● **Source data**:
PR #3963, opened 2024-06-30
feat: add \emph

### LINKED ISSUE #3566: add \emph
`\text{a}` and `\textit{a}` compile find with KaTeX, `\emph{a}` doesn't. Perhaps that'd be a worthwhile addition.

grigoriy-reshetniak:
`\emph` wasn't supported

`\emph` is supported

image

Implements default behavior of making text italic if it's not and making text upright if it's italic. Please let me know ff more complex rules are required.

Closes #3566

### DIFF
--- a/src/functions/text.js
+++ b/src/functions/text.js
@@ -19,6 +19,7 @@ const textFontWeights = {
 const textFontShapes = {
     "\\textit": "textit",
     "\\textup": "textup",
+    "\\emph": "textit",
 };
 
 const optionsWithFont = (group, options) => {
@@ -30,9 +31,11 @@ const optionsWithFont = (group, options) => {
         return options.withTextFontFamily(textFontFamilies[font]);
     } else if (textFontWeights[font]) {
         return options.withTextFontWeight(textFontWeights[font]);
-    } else {
-        return options.withTextFontShape(textFontShapes[font]);
+    } else if (options.fontShape === "textit" && font === "\\emph") {
+        return options.withTextFontShape("textup");
     }
+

● **The task**:
Write the records above out again, exactly as they are.

● **Task result**:
PR #3963, opened 2024-06-30
feat: add \emph

### LINKED ISSUE #3566: add \emph
`\text{a}` and `\textit{a}` compile find with KaTeX, `\emph{a}` doesn't. Perhaps that'd be a worthwhile addition.

grigoriy-reshetniak:
`\emph` wasn't supported

`\emph` is supported

image

Implements default behavior of making text italic if it's not and making text upright if it's italic. Please let me know ff more complex rules are required.

Closes #3566

### DIFF
--- a/src/functions/text.js
+++ b/src/functions/text.js
@@ -19,6 +19,7 @@ const textFontWeights = {
 const textFontShapes = {
     "\\textit": "textit",
     "\\textup": "textup",
+    "\\emph": "textit",
 };
 
 const optionsWithFont = (group, options) => {
@@ -30,9 +31,11 @@ const optionsWithFont = (group, options) => {
         return options.withTextFontFamily(textFontFamilies[font]);
     } else if (textFontWeights[font]) {
         return options.withTextFontWeight(textFontWeights[font]);
-    } else {
-        return options.withTextFontShape(textFontShapes[font]);
+    } else if (options.fontShape === "textit" && font === "\\emph") {
+        return options.withTextFontShape("textup");
     }
+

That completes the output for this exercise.